── GIVEN ENTRIES ──

Issue #8395, opened 2024-09-10
🐞 Parent directory is uploaded when working in a module subdir


gerhard:
### What is the issue?

When running a module from a subdirectory, the parent directory gets uploaded to the Engine:

```console
# ...
cache request: upload /var/folders/z5/n5y08g4j073_ld2d9019j3_80000gn/T/tmp.s1fViQInu2/dagger from 45fhofmgv7lscg6ac23c50pz3
upload /var/folders/z5/n5y08g4j073_ld2d9019j3_80000gn/T/tmp.s1fViQInu2/dagger from 45fhofmgv7lscg6ac23c50pz3
copy upload /var/folders/z5/n5y08g4j073_ld2d9019j3_80000gn/T/tmp.s1fViQInu2/dagger from 45fhofmgv7lscg6ac23c50pz3
# ...
```

As discovered with @aluzzardi earlier today.

See the steps on how to reproduce & the Dagger Cloud Trace link. FWIW:

<img width="1552" alt="image" src="https://github.com/user-attachments/assets/0b0cdda9-f539-4933-93a6-5bb584b50b71">

### Dagger version

dagger v0.12.7 (registry.dagger.io/engine:v0.12.7) darwin/amd64

### Steps to reproduce

```console
cd $(mktemp -d)

git clone https://github.com/dagger/dagger
cd dagger

mkdir foo
cd foo
dagger init --sdk=go --name=foo -vvv
```

### Log output

https://dagger.cloud/dagger/traces/5d85d7b1d5483304f37b6c8dfc3db8e2

helderco:
Uhh.. this explains a lot actually!

helderco:
Wait, taking a closer look. It seems that it's loading the context directory, not necessarily the parent directory right? That's expected.

gerhard:
I'm running the command in `dagger/foo`. That makes me think that the context directory is `foo`. There is no reason for it to go up a level - there is no configuration in the default init module that would make it behave this way.

Did you try to follow the steps to reproduce?

helderco:
A module has 3 directories (ignore the new "context directories" feature as that's something different):
- **context directory**: git root (where `.git` is) or the _root directory_ if not in a git repo
- **root directory**: the directory where  `dagger.json` is
- **source directory**: the directory referenced in `"source"` in `dagger.json`

[...]

PR #8425, opened 2024-09-12
.dagger: fix gitDir glob pattern to ignore all but `.git`

vito:
right now this is uploading everything which takes quite a while

### DIFF
--- a/.dagger/main.go
+++ b/.dagger/main.go
@@ -43,7 +43,7 @@ func New(
 	// Git directory, for metadata introspection
 	// +optional
 	// +defaultPath="/"
-	// +ignore=["!.git"]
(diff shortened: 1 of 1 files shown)


jedevc:
Aha :saluting_face: noticed this, thanks!

gerhard:
I **think** this fixes:
- https://github.com/dagger/dagger/issues/8395

Would you agree @vito?

vito:
@gerhard Hmm hard to say - this particular fix should only affect invoking the Dagger module at the root of the repo. Sounds like those issues are more general.

shykes:
This is because of the breaking change in 0.13. Previously you had to omit the `*'

PR #8426, opened 2024-09-12
ci: remove TestDev reference

jedevc:
`TestDev` is not a suite that exists. Not sure what this is doing here, I don't think this has an effect?

Even if it did have an effect, it looks like it would be doing the *opposite*?

Looks like this was introduced here: [`8ec2238` (#8212)](https://github.com/dagger/dagger/pull/8212/commits/8ec22381d85f88654e356bf2fd57591537aaf6ec)

### DIFF
--- a/.github/workflows/engine-and-cli-split.yml
+++ b/.github/workflows/engine-and-cli-split.yml
@@ -73,7 +73,7 @@ jobs:
       - name: "testdev"
         uses: ./.github/actions/call
         with:
-          function: "test specific --run='TestModule' --skip='TestDev' --race=true --parallel=16"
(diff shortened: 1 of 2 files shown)


gerhard (commented):
This was intentional.

Looking at the list of traces / checks, it is impossible to know which one is running against a Dev engine without clicking on it. This makes it easy to spot test suites which run against a dev Engine, e.g.

Screenshot 2024-09-12 at 15 03 31

While introducing a new flag would have been cleaner & the intent clearer, this felt like a quick shortcut. I'm finding it useful in a bunch of other places too:

image

jedevc:
Can we update to use a flag that's a no-op then? The current intention isn't clear, and isn't documented either inline or in #8212.

PR #8431, opened 2024-09-12
Allow the specification of a custom Python package index

ClifHouck:
Adds the ability to specify the Python package index that dagger uses for calls to `uv pip install`.

Related to #6599 and https://github.com/G-Research/gr-oss/issues/780


helderco:
I believe this is already supported in the uv table, no need to add it to dagger's. Doesn't this work for you?

```toml
# in the module's `pyproject.toml`
[tool.uv]
index-url = "https://gresearch.github.io/simple"
```

ClifHouck:
> I believe this is already supported in the uv table, no need to add it to dagger's. Doesn't this work for you?
> 
> ```toml
> # in the module's `pyproject.toml`
> [tool.uv]
> index-url = "https://gresearch.github.io/simple"
> ```

When trying that method dagger still pulls from PyPI to bootstrap itself/creating the module, ie `dagger init` fails because PyPI is not available and it doesn't respect the `tool.uv` setting.

helderco:
I'm not sure I follow. Which part does it fail in particular? What `dagger version` are you using?

helderco:
Oh, I suppose it may fail when running codegen because that's not using the module's pyproject.toml, it's using the one from the `dagger-io` library.

I need to think about this a bit more. I'm very much keen on finding another solution rather than adding more configs to pass to uv.

helderco:
In the meantime, there's a workaround you can do which is to customize the base image with that env var, but you'll need to publish that image in a registry.

ClifHouck:
Seems like another option is to have dagger respect the project's `[tool.uv] index-url` setting during `init`.

helderco:
> Seems like another option is to have dagger respect the project's `[tool.uv] index-url` setting during `init`.

Yes, that's a short term quick solution. You can just read that setting in `Discovery` and add the env var to the base image automatically if it's set so it gets picked up even by codegen, and as early as `dagger init`. Do you want to make that change? Basically read from `[tool.uv]` rather than `[tool.dagger]`.

The longer term fix I want to do is to avoid running codegen in it's own environment.

ClifHouck:
> > Seems like another option is to have dagger respect the project's `[tool.uv] index-url` setting during `init`.
> 
> Yes, that's a short term quick solution. You can just read that setting in `Discovery` and add the env var to the base image automatically if it's set so it gets picked up even by codegen, and as early as `dagger init`. Do you want to make that change? Basically read from `[tool.uv]` rather than `[tool.dagger]`.
> 
> The longer term fix I want to do is to avoid running codegen in it's own environment. Then it won't matter.



> > Seems like another option is to have dagger respect the project's `[tool.uv] index-url` setting during `init`.
> 
> Yes, that's a short term quick solution. You can just read that setting in `Discovery` and add the env var to the base image automatically if it's set so it gets picked up even by codegen, and as early as `dagger init`. Do you want to make that change? Basically read from `[tool.uv]` rather than `[tool.dagger]`.
> 
> The longer term fix I want to do is to avoid running codegen in it's own environment. Then it won't matter.



> > Seems like another option is to have dagger respect the project's `[tool.uv] index-url` setting during `init`.
> 
> Yes, that's a short term quick solution. You can just read that setting in `Discovery` and add the env var to the base image automatically if it's set so it gets picked up even by codegen, and as early as `dagger init`. Do you want to make that change? Basically read from `[tool.uv]` rather than `[tool.dagger]`.
> 
> The longer term fix I want to do is to avoid running codegen in it's own environment. Then it won't matter.

I think I've accomplished this, let me know what you think. Thanks!

.changes/unreleased/Added-20240916-122324.yaml
```diff
@@ -0,0 +1,6 @@
+kind: Added
+body: A Python project's tool.uv index-url setting will be respected and used as the index-url for dagger's codegen as well as project package retrieval via uv.
+time: 2024-09-16T12:23:24.696966201-05:00
+custom:
+    Author: Clif Houck
```
helderco, line 5: Should be your GH username, not name. 
```suggestion
    Author: ClifHouck
```

.changes/unreleased/Added-20240916-122324.yaml
helderco, line 1: Should be in `sdk/python` instead of repo root.

helderco (commented):
Thanks for your contribution! Now we're on the right path. 🎉 Needs a test case.

sdk/python/runtime/main.go
```diff
@@ -226,6 +227,7 @@ func (m *PythonSdk) WithBase() (*PythonSdk, error) {
 		WithEnvVariable("UV_SYSTEM_PYTHON", "1").
 		WithEnvVariable("UV_LINK_MODE", "copy").
 		WithEnvVariable("UV_NATIVE_TLS", "1").
+		WithEnvVariable("UV_INDEX_URL", m.IndexUrl()).
```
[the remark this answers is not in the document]
ClifHouck: Addressed in https://github.com/dagger/dagger/pull/8431/commits/f290f71d11f6cf7fc6fdc883e57602bb53a695e5

sdk/python/runtime/main.go
```diff
@@ -383,7 +385,7 @@ func (m *PythonSdk) WithInstall() *PythonSdk {
 			// If there's a lock file, we assume that all the dependencies are
 			// included in it so we can avoid resolving for them to get a faster
 			// install.
-			install = append(install, "--no-deps", "-r", PipCompileLock)
+			install = append(install, "--no-deps", "-r", PipCompileLock, "--index-url", m.IndexUrl())
```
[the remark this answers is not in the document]
ClifHouck: Addressed in https://github.com/dagger/dagger/pull/8431/commits/f290f71d11f6cf7fc6fdc883e57602bb53a695e5

sdk/python/runtime/extension.go
```diff
@@ -82,6 +82,13 @@ func (m *PythonSdk) UvVersion() string {
 	return m.Discovery.UserConfig().UvVersion
 }
 
+func (m *PythonSdk) IndexUrl() string {
```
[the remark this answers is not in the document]
ClifHouck: Addressed in https://github.com/dagger/dagger/pull/8431/commits/f290f71d11f6cf7fc6fdc883e57602bb53a695e5

sdk/python/runtime/discovery.go
```diff
@@ -24,6 +24,11 @@ var DirExcludes = []string{".venv", "sdk"}
 // files concurrently rather than making blocking calls later.
 var FileContents = []string{"pyproject.toml", ".python-version"}
 
+// Uv config bits we'd like to consume.
+type UvConfig struct {
+	IndexUrl string `toml:"index-url"`
```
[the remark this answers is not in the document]
ClifHouck: Addressed in https://github.com/dagger/dagger/pull/8431/commits/f290f71d11f6cf7fc6fdc883e57602bb53a695e5

.changes/unreleased/Added-20240916-122324.yaml
ClifHouck: Addressed in https://github.com/dagger/dagger/pull/8431/commits/f290f71d11f6cf7fc6fdc883e57602bb53a695e5

.changes/unreleased/Added-20240916-122324.yaml
ClifHouck: Addressed in https://github.com/dagger/dagger/pull/8431/commits/f290f71d11f6cf7fc6fdc883e57602bb53a695e5

ClifHouck:
> Thanks for your contribution! Now we're on the right path. 🎉 Needs a test case.

I'm kind of struggling where to put the test case. There don't seem to be any unit tests in "sdk/python/runtime" and that seems like that's where a test addressing this PR should go. Do have any guidance on where and how to add a test for this change?

helderco:
> Do have any guidance on where and how to add a test for this change?

Yes, they should be in this file:

https://github.com/dagger/dagger/blob/7cfdf1302d7ad735765cc19bdbed2d64b21a82ee/core/integration/module_python_test.go

.changes/unreleased/Added-20240916-122324.yaml
helderco: Not commited? 🙂

sdk/python/runtime/discovery.go
```diff
@@ -111,6 +118,10 @@ func (d *Discovery) UserConfig() *UserConfig {
 	return &d.Config.Tool.Dagger
 }
 
+func (d *Discovery) UvConfig() *UvConfig {
```
helderco, line 121: Missing description:
```suggestion
// UvConfig is the configuration the user can set in pyproject.toml, under
// the "tool.uv" table.
func (d *Discovery) UvConfig() *UvConfig {
```

sdk/python/runtime/main.go
```diff
@@ -228,6 +229,13 @@ func (m *PythonSdk) WithBase() (*PythonSdk, error) {
 		WithEnvVariable("UV_NATIVE_TLS", "1").
 		WithWorkdir(path.Join(m.SourcePath, m.Discovery.SubPath))
 
+	if m.IsUvIndexUrlSpecified() {
+		m.Container = m.Container.WithEnvVariable("UV_INDEX_URL", m.IndexUrl())
+	}
+	if m.IsUvExtraIndexUrlSpecified() {
+		m.Container = m.Container.WithEnvVariable("UV_EXTRA_INDEX_URL", m.ExtraIndexUrl())
+	}
```
helderco, line 237: The extra "...Specified" functions aren't necessary, just check for an empty string:
```suggestion
	if m.IndexUrl() != "" {
		m.Container = m.Container.WithEnvVariable("UV_INDEX_URL", m.IndexUrl())
	}
	if m.ExtraIndexUrl() != "" {
		m.Container = m.Container.WithEnvVariable("UV_EXTRA_INDEX_URL", m.ExtraIndexUrl())
	}
```

sdk/python/runtime/extension.go
```diff
@@ -82,6 +82,32 @@ func (m *PythonSdk) UvVersion() string {
...
+
+// IndexUrl specified by [tool.uv] index-url from project's
+// pyproject.toml configuration if specified, otherwise
+// defaults to DefaultPackageIndexUrl.
+func (m *PythonSdk) IndexUrl() string {
+	if m.IsUvIndexUrlSpecified() {
+		return m.Discovery.UvConfig().IndexUrl
+	}
+	return DefaultPackageIndexUrl
+}
```
helderco, line 98: This function is exposed to the API so it follows the API's convention for a description, instead of Go's.

```suggestion
// Uv's "index-url" setting
func (m *PythonSdk) IndexUrl() string {
	return m.Discovery.UvConfig().IndexUrl
}
```

sdk/python/runtime/extension.go
```diff
@@ -82,6 +82,32 @@ func (m *PythonSdk) UvVersion() string {
...
+
+// Lets us determine if [tool.uv] extra-index-url is set or not.
+func (m *PythonSdk) IsUvExtraIndexUrlSpecified() bool {
+	return m.Discovery.UvConfig().ExtraIndexUrl != ""
+}
+
+// ExtraIndexUrl specified by [tool.uv] extra-index-url from project's
+// pyproject.toml configuration.
```
helderco, line 106:
```suggestion
// Uv's "extra-index-url" setting
```

.changes/unreleased/Added-20240916-122324.yaml
ClifHouck: Moved.

.changes/unreleased/Added-20240916-122324.yaml
ClifHouck: Whoops, fixed this time.

ClifHouck:
@helderco Do you have any tips for running integration tests locally? I'm trying to add a test to `TestPython/TestUv` but it fails on trying to fetch the golang container during test execution. It shouldn't have any problem reaching the internet as far as I know.

helderco:
> @helderco Do you have any tips for running integration tests locally? I'm trying to add a test to `TestPython/TestUv` but it fails on trying to fetch the golang container during test execution. It shouldn't have any problem reaching the internet as far as I know.

Just run this from the root of the repo:
```
dagger call test specific --pkg=./core/integration --run="Python/Uv"
```

That'll run the `TestUv` test in the `PythonSuite` suite.

ClifHouck:
> Just run this from the root of the repo:
> 
> ```
> dagger call test specific --pkg=./core/integration --run="Python/Uv"
> ```
> 
> That'll run the `TestUv` test in the `PythonSuite` suite.

Right, I'm already running a similar command to run just my specific test, but it is failing due to not being able to retrieve the go docker image, "golang:1.23.1-alpine" inside the executed test. Am I missing some setup step that would allow it to retrieve this image? I don't have a problem resolving "https://mirror.gcr.io/v2/library/golang/manifests/1.23.1-alpine?ns=docker.io" outside of the test execution.

helderco:
Possibly because that command builds a dev engine to run the test suite against and it may not pick up on your current engine's mirror config. 

Do you know @sipsma, @marcosnils, or @jedevc?

helderco:
@ClifHouck, in the meantime you can just push what you have and I'll fix it if necessary. It's a quick test to make.

ClifHouck:
> @ClifHouck, in the meantime you can just push what you have and I'll fix it if necessary. It's a quick test to make.

Yeah I tried to figure out what the network issue is but I've given up. I pushed a commit with a test that might work? Hard to tell without being able to run the test.

helderco (approved):
Thanks for your first contribution, @ClifHouck! 🎉

Just waiting for checks to pass now.

ClifHouck:
@helderco Thanks for shepherding this into the repo! Next time I'll try to get my tests working locally...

───

◆ **TASK REQUIREMENTS**:
In the entries above, find each line with the word "more" and copy it.

◆ **WRITTEN ANSWER**:
@gerhard Hmm hard to say - this particular fix should only affect invoking the Dagger module at the root of the repo. Sounds like those issues are more general.
I need to think about this a bit more. I'm very much keen on finding another solution rather than adding more configs to pass to uv.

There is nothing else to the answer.